Indah Anggoro Putri selaku Direktur Jenderal Pembinaan Hubungan Industrial dan Jaminan Sosial Ketenagakerjaan pun mengatakan setidaknya ada 3 hal yang dimuat dalam aturan nomor No.104 Tahun 2021 ini.

Pertama, pelaksanaan sistem kerja dari rumah atau Work From Home (WFH) dan bekerja di kantor/tempat kerja atau Work From Office (WFO). Dimana dalam Kepmenaker tersebut, disampaikan bahwa pengusaha yang memberlakukan sistem kerja WFH atau merumahkan karyawannya tetap wajib membayar upah para karyawannya.

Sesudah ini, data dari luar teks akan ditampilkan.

PR #16732, opened 2018-06-09
use `applyMixin` directly instead of using it through `Mixin`

bekzod:
I think it is cleaner and readable just to export `applyMixin`  and use it directly instead of accessing though `Mixin`

### DIFF
--- a/packages/ember-metal/lib/mixin.ts
+++ b/packages/ember-metal/lib/mixin.ts
@@ -361,7 +361,7 @@ function replaceObserversAndListeners(
   }
 }
 
-function applyMixin(obj: { [key: string]: any }, mixins: Mixin[], partial: boolean) {
+export function applyMixin(obj: { [key: string]: any }, mixins: Mixin[], partial: boolean) {
   let descs = {};
   let values = {};
   let meta = metaFor(obj);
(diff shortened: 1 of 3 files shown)


packages/ember-runtime/lib/system/core_object.js
```diff
@@ -31,7 +32,6 @@ import { assert } from '@ember/debug';
 import { DEBUG } from '@glimmer/env';
 import { ENV } from 'ember-environment';
 
-const applyMixin = Mixin._apply;
```
bekzod: probably code remains from days when dependencies where imported with global objects https://github.com/emberjs/ember.js/blob/97138247da55eee89be39fd98978c26b86b1aec4/packages/ember-runtime/lib/system/core_object.js

packages/ember-metal/lib/mixin.ts
```diff
@@ -548,14 +548,6 @@ export default class Mixin {
     }
   }
 
-  static _apply() {
-    return (applyMixin as any)(...arguments);
-  }
-
-  static applyPartial(obj: any, ...args: any[]) {
```
bekzod: removed static `applyPartial` since it is undocumented does not have usage in wild,  and `applyMixin` could be used instead

krisselden (approved):

bekzod:
ping tests pass

PR #16734, opened 2018-06-09
update guides link

xg-wang:
Global search replace then manually confirm
emberjs.com/guides => guides.emberjs.com/release


rwjblue:
Thank you!

PR #16735, opened 2018-06-10
[BUGFIX] observed properties not being marked as enum

### LINKED ISSUE #14594: Ember.set & Ember.setProperties fail to set properties "enumerable"
I'm currently using Ember `2.4.3` and wanted to upgrade, but the behaviour of `Ember.set` and `Ember.setProperties` in `2.7.0` onwards seems a bit buggy to me.

To reproduce the "bad" behaviour, do the following:
```javascript
const Test = Ember.Object.extend({
  myProp: null,
  didChangeMyProp: Ember.on('init', Ember.observer('myProp', function () {
    console.log('updated');
  })
});

const testInstance = Test.create();
Ember.setProperties(testInstance, {id: 3, myProp: {id: 1}});

// here, I would expect (and did get!) `['id', 'myProp']` in Ember v2.4.3
// from Ember v2.7.0 onwards, it prints `['id']`
console.log(Object.keys(testInstance));

// alternatively, if you just `set` the `myProp` property
// Ember.set(testInstance, 'myProp', {id: 1});
// the console will only print an empty array.

// however, if I don't initialize the `myProp` property in the `extend()` call, the Object.keys are set as usual
```

It seems, that somewhere - deep in the guts of `Ember.set` && `Ember.setProperties` the `meta` is declaring the property as "not enumerable"?!

I can't reproduce this "bug" at https://ember-twiddle.com as it seems to work over there, if I try these steps in the Chrome DevTools (interesstingly enough, it prints the Ember Version as `2.9.0` but if you call `Ember.VERSION` in the console, it prints `2.8.0` 😸 )

bekzod:
fixes #14594

### DIFF
--- a/packages/@ember/-internals/metal/lib/property_set.ts
+++ b/packages/@ember/-internals/metal/lib/property_set.ts
@@ -1,5 +1,5 @@
 import { descriptorFor, Meta, peekMeta } from '@ember/-internals/meta';
-import { HAS_NATIVE_PROXY, toString } from '@ember/-internals/utils';
+import { HAS_NATIVE_PROXY, lookupDescriptor, toString } from '@ember/-internals/utils';
 import { assert } from '@ember/debug';
 import EmberError from '@ember/error';
 import { DEBUG } from '@glimmer/env';
@@ -19,6 +19,7 @@ let setWithMandatorySetter: <T extends object, K extends Extract<keyof T, string
   keyName: K,
   value: T[K]
 ) => void;
+
 let makeEnumerable: (obj: object, keyName: string) => void;
 
 /**
@@ -125,9 +126,13 @@ if (DEBUG) {
   };
 
   makeEnumerable = (obj: object, key: string) => {
-    let desc = Object.getOwnPropertyDescriptor(obj, key);
+    let desc = lookupDescriptor(obj, key);
 
-    if (desc && desc.set && (desc.set as MandatorySetterFunction).isMandatorySetter) {
+    if (
+      desc !== null &&
+      desc.set !== undefined &&
+      (desc.set as MandatorySetterFunction).isMandatorySetter
+    ) {
       desc.enumerable = true;
       Object.defineProperty(obj, key, desc);
     }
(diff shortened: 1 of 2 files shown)


packages/ember-runtime/tests/system/core_object_test.js
```diff
@@ -93,6 +93,28 @@ moduleFor(
       getOwner(proxy);
     }
 
+    ['@test `Object.keys` works properly'](assert) {
```
rwjblue: Can you tweak this test title? I'd like to see it reference the original issue, and specifically what it is intended to test.

Something like this seems reasonable:

```
@test observed properties are enumerable when set GH#14594
```

Also, can you move this to two tests one in `packages/ember-metal/tests/accessors/set_test.js` and another in `packages/ember-metal/tests/set_properties_test.js`?

rwjblue (changes requested):
Fix looks good to me, only a few tweaks needed to the test then we can land...

packages/ember-runtime/tests/system/core_object_test.js
bekzod: sure

packages/ember-metal/tests/set_properties_test.js
```diff
@@ -1,4 +1,5 @@
-import { setProperties } from '..';
+import { CoreObject } from 'ember-runtime';
```
rwjblue: In general we shouldn't be importing from `ember-runtime` from within `ember-metal`.

The tests in ember-metal will need to be updated to use POJO's instead of `CoreObject`...

rwjblue (changes requested):

packages/ember-metal/tests/set_properties_test.js
bekzod: Issue does not happen with POJO objects it only happens with CoreObject, so moving back to CoreObject test

rwjblue (approved):

rwjblue:
Sorry it took so long here, but this looks good to me. Thanks again @bekzod!

PR #16739, opened 2018-06-11
make setup/teardown noop functions in descriptor

bekzod:

PR #16741, opened 2018-06-11
avoid double Object.defineProperty for native descriptors

bekzod:


packages/ember-metal/lib/properties.ts
```diff
@@ -188,16 +217,18 @@ export function defineProperty(
...
 
-    Object.defineProperty(obj, keyName, {
-      configurable: true,
-      enumerable,
-      get: DESCRIPTOR_GETTER_FUNCTION(keyName, value),
-    });
-
-    meta.writeDescriptors(keyName, value);
-
-    if (typeof desc.setup === 'function') {
```
bekzod: in setup `NativeDescriptor` would make another `Object.defineProperty` call

packages/ember-metal/lib/properties.ts
```diff
@@ -188,16 +217,18 @@ export function defineProperty(
...
-      desc.setup(obj, keyName);
+    if (desc instanceof NativeDescriptor) {
+      Object.defineProperty(obj, keyName, desc.desc);
+    } else {
+      Object.defineProperty(obj, keyName, {
+        configurable: true,
+        enumerable,
+        get: DESCRIPTOR_GETTER_FUNCTION(keyName, value),
+      });
+      meta.writeDescriptors(keyName, value);
```
rwjblue: The `meta.writeDescriptors` here was previously done in both cases and now its only done for non-native.

bekzod: Yes sorry, was going to ask if that is bad idea, else will investigate, tests don’t fail though

rwjblue: To be honest, I am unsure if it is important, but I would assume that we don't want to change the results of things like `descriptorFor` and whatnot.

rwjblue:
I just created a merge conflict here (by merging #16739 ), can you rebase / fix up the conflicts?

rwjblue (changes requested):
After chatting with @krisselden about this, I think we'd rather fix the double `Object.defineProperty` by moving _all_ of the descriptor define properties to be done in `Descriptor.prototype.setup`..

bekzod:
done

packages/ember-metal/lib/properties.ts
```diff
@@ -46,6 +50,36 @@ export abstract class Descriptor {
...
 
+/**
+  A wrapper for a native ES5 descriptor. In an ideal world, we wouldn't need
+  this at all, however, the way we currently flatten/merge our mixins require
+  a special value to denote a descriptor.
+
+  @class NativeDescriptor
+  @private
+*/
+export class NativeDescriptor extends Descriptor {
```
rwjblue: Given how this works now, I think we can move this back to its original location (in `descriptor.ts`), right?

rwjblue (changes requested):
Update looks nice, only one small change to make and this seems good to me...

packages/ember-metal/lib/properties.ts
bekzod: yep, just thought about avoiding extra import/exports :P

bekzod: done

rwjblue:
restarted ci

rwjblue (approved):

krisselden:
this is failing in Edge

image

krisselden:
@bekzod this looks good, are you investigating the CI failure?

bekzod:
briefly looked have no idea :P, will investigate more later when I have time :)

rwjblue:
restarted the browserstack job

krisselden:
I’d love to merge this, anyone able to investigate the IE failure?

bekzod:
there is quirk with Edge where `non-configurable property` do not throw when `delete`ed
Edge 17: https://cl.ly/9f5bfc86f5d7
IE11: https://cl.ly/a62f4c3a0fa7
fixed test by adding flag for Edge case 😝

bekzod:
needs restart, other than that it should work

bekzod:
ping @krisselden

krisselden (approved):

PR #16742, opened 2018-06-11
use `defineProperty` for property based descriptor depreciation 

bekzod:


rwjblue (commented):
Hmm, I think that @krisselden did this on purpose because we only need one of the paths in `Ember.defineProperty`...

rwjblue:
@krisselden - Can you confirm?

krisselden:
@rwjblue confirm.

This is so the deprecation is cleanly removed with the deprecated feature when using a svelte build.

bekzod:
cool

PR #19293, opened 2020-12-03
Update the Glimmer VM to 0.68.0

pzuraq:
Updates the VM to the latest version (0.68.0), which includes a number of major
changes:

- Refactors the resolver to not cache values, as this is unnecessary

Sedangkan untuk WFO, harus diatur persentase pekerja yang bekerja secara WFO, serta pengaturan shifting atau pembagian waktu kerja dan hari kerja dalam satu bulan secara bergiliran

“Jam kerja juga diatur dengan sebaik-baiknya dengan mengutamakan mereka yang sehat. Bagi ibu hamil atau rentan sakit agar bekerja dari rumah saja,” jelasnya.

Meski demikian, Kemnaker juga memberikan solusi bagi pengusaha yang secara finansial tidak mampu membayar upah bagi para pekerja. Salah satunya dengan melakukan penyesuaian upah.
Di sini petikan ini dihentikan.